Jetzt mit dem neuen Becken stimmt was nicht und ich glaube nicht, das es am Filter, Pflanzen oder ....... liegt. Ich denke mal die Farbe war der Grund, aber ich habe oder bekomme darauf keine Bestädigung, auch nicht vom Hersteller.

Was Flüssigfolie ist weiß ich nicht, muß ich noch mal nachlesen. Kann man die einfach drüber machen ?

Gruß Thomas


----------



## Christine (4. Juli 2010)

*AW: Hilfe, alle Fische tot !*

Hallo Thomas,

Du kannst den neuen doch gar nicht mit dem alten Teich vergleichen. Allein durch das neu Befüllen fängst Du bei Null an. Such mal das Stichwort Nitreatpeak.
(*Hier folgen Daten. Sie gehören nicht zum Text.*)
PR #4993, opened 2026-05-27
Add pjsua-stress: a multi-threaded PJSUA stress test for CI

sauwming:
# Add `pjsua-stress`: a multi-threaded PJSUA stress test for CI

## Summary

Adds a new self-contained C test app, `pjsua-stress`, that exercises the
high-level PJSUA API under sustained concurrent load. It is intended to
surface deadlocks, races, and memory issues that only appear with many
calls and many random operations happening in parallel — the kind of
bugs unit tests rarely catch.

The app brings up **one** PJSUA instance acting as both caller and
callee (loopback via UDP on `127.0.0.1`), ramps to a configurable number
of concurrent call legs (some carrying video), then runs random call
operations from worker threads for a bounded duration. A weekly GitHub
Actions workflow runs it on Linux under both AddressSanitizer and
ThreadSanitizer.

## ThreadSanitizer reports and suppression

Note that it's beyond the scope of this PR to fix all Thread Sanitizer reports.
Currently, we suppress those TSan findings in the suppression file, to be
addressed separately in separate PRs in the future.

## How it works

Three phases:

1. **Init** — `pjsua_create / init / start`, single anonymous local
   account (no registrar), null sound device, colorbar capture
   device for video, no audio I/O.
2. **Ramp** — issue `pjsua_call_make_call` repeatedly until the tracked
   call-leg count reaches `-n N`. Up to `-v V` of those legs carry
   video (audio-only otherwise).
3. **Stress** — spawn `-t T` worker threads. Each worker loops, picking
   a random tracked call and a random op until the duration expires:

   | Op           | What it does |
   |--------------|-----|
   | `hangup`     | `pjsua_call_hangup` |
   | `make_audio` | new outgoing audio call |
   | `make_video` | new outgoing video call (subject to `V` cap) |
   | `conf_conn`  | `pjsua_conf_connect` between two random tracked legs |
   | `conf_disc`  | `pjsua_conf_disconnect` between two random tracked legs |
   | `hold`       | `pjsua_call_set_hold` |
   | `unhold`     | `pjsua_call_reinvite` with `PJSUA_CALL_UNHOLD` |

4. **Cleanup** — `pjsua_call_hangup_all`, brief drain wait,
   `pjsua_destroy`.

## Usage

```
pjsua-stress [options]
  -n N            Max audio call legs   (default 64)
  -v V            Max video call legs   (default 0)
  -t T            Worker thread count   (default 4)
  --duration S    Stress phase seconds  (default 300)
  --port P        Local UDP SIP port    (default 5060)
  --self-uri URI  Outgoing dial target  (default sip:stress@127.0.0.1:<port>)
  --seed S        RNG seed              (default time-based)
  --log-level L   PJ console log level  (default 3)
  -h, --help      Show usage
```

Each call **leg** is one `pjsua_call_id`. Because the same process is
both caller and callee, every outgoing `make_call` creates two legs, so
`-n 1024` means roughly 512 concurrent two-leg conversations.

`N` is bounded by `PJSUA_MAX_CALLS` at compile time. The committed
`config_site_stress.h` raises the limits used by CI; see below.

## Compile-time configuration (`pjlib/include/pj/config_site_stress.h`)

Wraps `config_site_test.h` and bumps a few limits so the stress test
can hold up to ~1024 simultaneous call legs:

| Macro                   | Default | Stress |
|-------------------------|---------|--------|
| `PJSUA_MAX_CALLS`       |    4    |  2048  |
| `PJSUA_MAX_CONF_PORTS`  |  254    |  4096  |
| `PJ_IOQUEUE_MAX_HANDLES`|   64    |  4096  |
| `PJ_IOQUEUE_HAS_SAFE_UNREG` |  -  |  1     |
| `PJMEDIA_HAS_VIDEO`     |    0    |  1     |

The CI workflow copies this file to `config_site.h` before
`./configure`, mirroring how regular CI uses `config_site_test.h`. On
Linux the ioqueue backend is epoll, so the larger `PJ_IOQUEUE_MAX_HANDLES`
is not bounded by `FD_SETSIZE`.

## CI workflow

`.github/workflows/stress-test.yml`:

* Triggers: weekly cron (`0 3 * * 0`, Sunday 03:00 UTC) and
  `workflow_dispatch` for on-demand runs.
* Matrix: `sanitizer: [address, thread]` (no `fail-fast`, so an ASan
  failure doesn't cancel the TSan job).
* Each job: checkout → copy `config_site_stress.h` → configure with
  `-fsanitize=$matrix.sanitizer` CFLAGS/LDFLAGS → `make -j3` →
  `pjsua-stress -n 1024 -v 32 -t 8 --duration 600`.
* `LSAN_OPTIONS` / `TSAN_OPTIONS` use the existing
  `tests/sanitizers/{lsan,tsan}.supp` suppression files. `halt_on_error=1`
  so the first race/leak terminates the run rather than producing
  cascading reports.
* `stress.log` is uploaded as an artifact unconditionally
  (`if: always()`).
* Gated on `github.repository == 'pjsip/pjproject'` so forks don't
  attempt to schedule the workflow.

`.github/workflows/ci-linux.yml`:

* Since the stress test is a very useful tool that has caught nearly a dozen issues so far,
   we add two short stress-test jobs to the standard ci-linux pipeline so every PR /
   push to master exercises the high-level PJSUA API under sanitizers.
* Run on a lighter load than the weekly stress test: `pjsua-stress -n 512 -v 16 -t 4 --duration 360`

## Build system

The binary is built as part of the standard `make` in
`pjsip/build/Makefile`. A new `pjsua-stress` target follows the same
pattern as `pjsua2-test`:

* `PJSUA_STRESS_*` defines (SRCDIR / OBJS / CFLAGS / LDFLAGS / EXE).
* Added to `TARGETS_EXE`.
* `clean` / `depend` / `realclean` entries.
* Output: `pjsip/bin/pjsua-stress-<target>`.

`make pjsua-stress` builds it standalone.

## Files

| Path | Purpose |
|------|------|
| `pjsip/src/test/pjsua_stress.c` | The test app (single file, ~900 lines, C89). |
| `pjsip/build/Makefile` | `pjsua-stress` build target. |
| `pjlib/include/pj/config_site_stress.h` | Compile-time tuning for stress runs. |
| `.github/workflows/stress-test.yml` | Weekly ASan + TSan workflow. |

## Test plan

- [x] `make pjsua-stress` builds cleanly.
- [x] `pjsua-stress -h` prints usage.
- [x] Small smoke run completes cleanly: `pjsua-stress -n 4 -v 0 -t 2 --duration 5`.
- [x] Larger run with video completes: `pjsua-stress -n 8 -v 4 -t 4 --duration 15`.
- [x] CI workflow YAML parses (`gh workflow run stress-test.yml`
      should succeed after merge).

Future weekly runs surface deadlocks/races via the artifact log.

### DIFF
--- a/.github/workflows/ci-linux.yml
+++ b/.github/workflows/ci-linux.yml
@@ -650,6 +650,8 @@ jobs:
         cd tests/pjsua
         python3 run.py --exe ../../pjsip-apps/src/3rdparty_media_sample/alt_pjsua mod_sipp.py scripts-sipp/alt-pjsua-uac-custom-sdp.xml
         python3 run.py --exe ../../pjsip-apps/src/3rdparty_media_sample/alt_pjsua mod_sipp.py scripts-sipp/alt-pjsua-uas-custom-sdp.xml
+        python3 run.py --exe ../../pjsip-apps/src/3rdparty_media_sample/alt_pjsua mod_sipp.py scripts-sipp/alt-pjsua-uas-amr-sdp.xml
+        python3 run.py --exe ../../pjsip-apps/src/3rdparty_media_sample/alt_pjsua mod_sipp.py scripts-sipp/alt-pjsua-uas-static-pt-no-rtpmap.xml
     - name: upload artifacts on failure
       if: ${{ failure() }}
       uses: actions/upload-artifact@v4
--- a/.github/workflows/ci-linux.yml
+++ b/.github/workflows/ci-linux.yml
@@ -719,7 +719,7 @@ jobs:
         export ASAN_OPTIONS="halt_on_error=1"
         ARCH=$(make --no-print-directory -s infotarget)
         cd pjsip/bin
-        ./pjsua-stress-$ARCH -n 256 -v 16 -t 4 --duration 300 2>&1 | tee stress.log
+        ./pjsua-stress-$ARCH -n 256 -v 16 -t 4 --duration 300 --log-level 4 2>&1 | tee stress.log
     - name: upload log
       if: always()
       uses: actions/upload-artifact@v4
@@ -754,7 +754,7 @@ jobs:
         export TSAN_OPTIONS="suppressions=$GITHUB_WORKSPACE/tests/sanitizers/tsan.supp halt_on_error=1"
         ARCH=$(make --no-print-directory -s infotarget)
         cd pjsip/bin
-        ./pjsua-stress-$ARCH -n 256 -v 16 -t 4 --duration 300 2>&1 | tee stress.log
+        ./pjsua-stress-$ARCH -n 256 -v 16 -t 4 --duration 300 --log-level 4 2>&1 | tee stress.log
         # halt_on_error doesn't always abort on lock-order-inversion warnings,
         # so explicitly fail the job if TSan printed any report.
         if grep -qE "WARNING: ThreadSanitizer|ERROR: ThreadSanitizer" stress.log; then
--- a/.github/workflows/ci-linux.yml
+++ b/.github/workflows/ci-linux.yml
@@ -715,11 +715,25 @@ jobs:
       run: $MAKE_FAST
     - name: run pjsua-stress
       run: |
+        set -eo pipefail
         export LSAN_OPTIONS="suppressions=$GITHUB_WORKSPACE/tests/sanitizers/lsan.supp"
         export ASAN_OPTIONS="halt_on_error=1"
         ARCH=$(make --no-print-directory -s infotarget)
         cd pjsip/bin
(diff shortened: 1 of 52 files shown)


nanangizz:
I doubt the CI runner is capable to run 1024 concurrent audio calls :)
Perhaps the codec and the resampling need to be adjusted?

sauwming:
The max calls is a runtime parameter so let's adjust it to the CI capability later. 

Noted about the codec and resampling.

nanangizz (approved):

Hinzu kommt, dass Du keine 08/15-Fische eingesetzt hast, sondern Tiere, die schon ein paar mehr Ansprüche an die Umgebungsbedingungen stellen.


----------



## ebo (4. Juli 2010)

*AW: Hilfe, alle Fische tot !*

Wir rätseln hier doch eh rum.

Wir haben keinerlei genaue Angaben ausser 6000 Liter.
Da müsste ich ne Glaskugel haben.

Gruss
ebo


----------



## hoboo34 (4. Juli 2010)

*AW: Hilfe, alle Fische tot !*

..die armen Fische  (mehr sag ich besser nicht)


----------



## Hagen (4. Juli 2010)

*AW: Hilfe, alle Fische tot !*

hallo, 
wenn du jetzt noch kein problem bei denn stören siehst spätestens nach dem winter wirst du eines haben  mit 0,8 m wassertiefe . __ störe sind im winter so aktiv wie im sommer.
heist also füttern eisfrei halten etc. 

und  da sie keine winterruhe halten haben die kois genau so ein problem.

hört sich für mich auch so an als hättest du ein einen nitratpeak. 

ein teich ohne pflanzen   würde meiner meihnung nur funktionieren wenn du in mit allerlei technik vollstopfst

einen 100% fehler wirst du auch nicht finden.  es reichen schon ein paar kleine und das chaos ist perfekt.


----------



## heiko-rech (4. Juli 2010)

*AW: Hilfe, alle Fische tot !*

Hallo,

wie Uwe bin ich der Meinung, dass hier einfach alle Faktoren zusammen dein Fischsterben verursacht haben. Dazu kommt noch der Stress durch mehrmaliges Umquartieren, welches die Fische zusätzlich geschwächt hat.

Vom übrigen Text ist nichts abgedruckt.